> Exercise aim
The entries should be written out again exactly as they read.

Input for this task Block Start

Issue #3435, opened 2018-10-19
make gui use single system of displaying errors, connect it to project state


benjiwheeler:
### Expected Behavior

there should be one set of state variables that control whether the project is in an error state. They should be able to be set from anywhere via redux.

### Actual Behavior

They are arbitrarily contained in vm-manager-hoc.

PR #3436, opened 2018-10-19
use project state error for project state related errors

benjiwheeler:
### Resolves

Resolves https://github.com/LLK/scratch-gui/issues/3435

### Proposed Changes

Uses project-state error state and string instead of vm-manager's error state; adds handling to project-fetcher-hoc

### Reason for Changes

single central project error display system

### Test Coverage

Already put error state test into project-state-reducer.test.js

### Browser Coverage

Mac
 * [x] Chrome 
 * [ ] Firefox 
 * [ ] Safari
 
Windows
 * [ ] Chrome 
 * [ ] Firefox 
 * [ ] Edge
 
Chromebook
 * [ ] Chrome
 
iPad
* [ ] Safari

Android Tablet
* [ ] Chrome

### DIFF
--- a/src/containers/gui.jsx
+++ b/src/containers/gui.jsx
@@ -66,7 +66,7 @@ class GUI extends React.Component {
     render () {
         if (this.props.isError) {
             throw new Error(
-                `Failed to load project from server [id=${window.location.hash}]: ${this.props.error}`);
+                `Error in Scratch GUI [location=${window.location}]: ${this.props.error}`);
         }
         const {
             /* eslint-disable no-unused-vars */
@@ -101,7 +101,7 @@ class GUI extends React.Component {
 GUI.propTypes = {
     assetHost: PropTypes.string,
     children: PropTypes.node,
-    error: PropTypes.object, // eslint-disable-line react/forbid-prop-types
+    error: PropTypes.oneOfType([PropTypes.object, PropTypes.string]),
     fetchingProject: PropTypes.bool,
     hideIntro: PropTypes.bool,
     importInfoVisible: PropTypes.bool,
--- a/src/containers/gui.jsx
+++ b/src/containers/gui.jsx
@@ -9,6 +9,7 @@ import {defineMessages, injectIntl, intlShape} from 'react-intl';
 import ErrorBoundaryHOC from '../lib/error-boundary-hoc.jsx';
 import {openExtensionLibrary} from '../reducers/modals';
 import {
+    getIsError,
     getIsShowingProject
 } from '../reducers/project-state';
 import {setProjectTitle} from '../reducers/project-title';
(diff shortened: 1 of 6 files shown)


src/containers/gui.jsx
```diff
@@ -55,16 +56,16 @@ class GUI extends React.Component {
         }
     }
     render () {
-        if (this.props.loadingError) {
+        if (this.props.isError) {
             throw new Error(
-                `Failed to load project from server [id=${window.location.hash}]: ${this.props.errorMessage}`);
+                `Failed to load project from server [id=${window.location.hash}]: ${this.props.errStr}`);
```
rschamp: I see where this change came from but it makes me sad because `errorMessage` is clearer. `errStr` looks like a temporary variable name not a permanent part of the state.  Would it be too much to ask to update `errStr` to be called `errorMessage` everywhere it's defined/used?

benjiwheeler: Not too much to ask! I agree. (I only used a different name when creating errStr because I wasn't yet replacing it everywhere, and they had to coexist!)

benjiwheeler:
I did the renaming...

benjiwheeler:
My additional changes are almost small enough to merge, but since I changed a lot of string locations, I'd appreciate a second look!

src/lib/vm-manager-hoc.jsx
```diff
@@ -51,29 +48,26 @@ const vmManagerHOC = function (WrappedComponent) {
                     this.props.onLoadedProject(this.props.loadingState, this.props.canSave);
                 })
                 .catch(e => {
-                    // Need to catch this error and update component state so that
-                    // error page gets rendered if project failed to load
-                    this.setState({loadingError: true, errorMessage: e});
+                    this.props.onError(`vm-manager-hoc error: ${e}`);
```
rschamp: Did you add this context because we don't have a good stack trace with this way of error handling? Maybe we shouldn't be setting state to the stringified error, but the full error object, so it can contain a stack trace? (If it already stringifies with a stack trace then I would say the added context is unnecessary.)

rschamp: Just realized it had been passing the full error. I think we should continue doing that, and expect the error set with `onError` to be an error object, not a string. As a follow up we should start outputting `e.stack` to get the stack trace.

benjiwheeler: to be clear, for now I'll replace the `errorMessage` prop entirely with an `error` prop, and only get the string from that when outputting it to the user

benjiwheeler: But, there's a bigger issue. I would like to include context that we can display to the user, for help in practically understanding where errors occur, both when they happen to users and to us. Maybe we could pass *both* a string reflecting where the error occured, and the error object itself?

benjiwheeler: that sounds good. i'll make a follow on issue.

benjiwheeler: Made https://github.com/LLK/scratch-gui/issues/3468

Input for this task Block End

> Your solution
Issue #3435, opened 2018-10-19
make gui use single system of displaying errors, connect it to project state


benjiwheeler:
### Expected Behavior

there should be one set of state variables that control whether the project is in an error state. They should be able to be set from anywhere via redux.

### Actual Behavior

They are arbitrarily contained in vm-manager-hoc.

PR #3436, opened 2018-10-19
use project state error for project state related errors

benjiwheeler:
### Resolves

Resolves https://github.com/LLK/scratch-gui/issues/3435

### Proposed Changes

Uses project-state error state and string instead of vm-manager's error state; adds handling to project-fetcher-hoc

### Reason for Changes

single central project error display system

### Test Coverage

Already put error state test into project-state-reducer.test.js

### Browser Coverage

Mac
 * [x] Chrome 
 * [ ] Firefox 
 * [ ] Safari
 
Windows
 * [ ] Chrome 
 * [ ] Firefox 
 * [ ] Edge
 
Chromebook
 * [ ] Chrome
 
iPad
* [ ] Safari

Android Tablet
* [ ] Chrome

### DIFF
--- a/src/containers/gui.jsx
+++ b/src/containers/gui.jsx
@@ -66,7 +66,7 @@ class GUI extends React.Component {
     render () {
         if (this.props.isError) {
             throw new Error(
-                `Failed to load project from server [id=${window.location.hash}]: ${this.props.error}`);
+                `Error in Scratch GUI [location=${window.location}]: ${this.props.error}`);
         }
         const {
             /* eslint-disable no-unused-vars */
@@ -101,7 +101,7 @@ class GUI extends React.Component {
 GUI.propTypes = {
     assetHost: PropTypes.string,
     children: PropTypes.node,
-    error: PropTypes.object, // eslint-disable-line react/forbid-prop-types
+    error: PropTypes.oneOfType([PropTypes.object, PropTypes.string]),
     fetchingProject: PropTypes.bool,
     hideIntro: PropTypes.bool,
     importInfoVisible: PropTypes.bool,
--- a/src/containers/gui.jsx
+++ b/src/containers/gui.jsx
@@ -9,6 +9,7 @@ import {defineMessages, injectIntl, intlShape} from 'react-intl';
 import ErrorBoundaryHOC from '../lib/error-boundary-hoc.jsx';
 import {openExtensionLibrary} from '../reducers/modals';
 import {
+    getIsError,
     getIsShowingProject
 } from '../reducers/project-state';
 import {setProjectTitle} from '../reducers/project-title';
(diff shortened: 1 of 6 files shown)


src/containers/gui.jsx
```diff
@@ -55,16 +56,16 @@ class GUI extends React.Component {
         }
     }
     render () {
-        if (this.props.loadingError) {
+        if (this.props.isError) {
             throw new Error(
-                `Failed to load project from server [id=${window.location.hash}]: ${this.props.errorMessage}`);
+                `Failed to load project from server [id=${window.location.hash}]: ${this.props.errStr}`);
```
rschamp: I see where this change came from but it makes me sad because `errorMessage` is clearer. `errStr` looks like a temporary variable name not a permanent part of the state.  Would it be too much to ask to update `errStr` to be called `errorMessage` everywhere it's defined/used?

benjiwheeler: Not too much to ask! I agree. (I only used a different name when creating errStr because I wasn't yet replacing it everywhere, and they had to coexist!)

benjiwheeler:
I did the renaming...

benjiwheeler:
My additional changes are almost small enough to merge, but since I changed a lot of string locations, I'd appreciate a second look!

src/lib/vm-manager-hoc.jsx
```diff
@@ -51,29 +48,26 @@ const vmManagerHOC = function (WrappedComponent) {
                     this.props.onLoadedProject(this.props.loadingState, this.props.canSave);
                 })
                 .catch(e => {
-                    // Need to catch this error and update component state so that
-                    // error page gets rendered if project failed to load
-                    this.setState({loadingError: true, errorMessage: e});
+                    this.props.onError(`vm-manager-hoc error: ${e}`);
```
rschamp: Did you add this context because we don't have a good stack trace with this way of error handling? Maybe we shouldn't be setting state to the stringified error, but the full error object, so it can contain a stack trace? (If it already stringifies with a stack trace then I would say the added context is unnecessary.)

rschamp: Just realized it had been passing the full error. I think we should continue doing that, and expect the error set with `onError` to be an error object, not a string. As a follow up we should start outputting `e.stack` to get the stack trace.

benjiwheeler: to be clear, for now I'll replace the `errorMessage` prop entirely with an `error` prop, and only get the string from that when outputting it to the user

benjiwheeler: But, there's a bigger issue. I would like to include context that we can display to the user, for help in practically understanding where errors occur, both when they happen to users and to us. Maybe we could pass *both* a string reflecting where the error occured, and the error object itself?

benjiwheeler: that sounds good. i'll make a follow on issue.

benjiwheeler: Made https://github.com/LLK/scratch-gui/issues/3468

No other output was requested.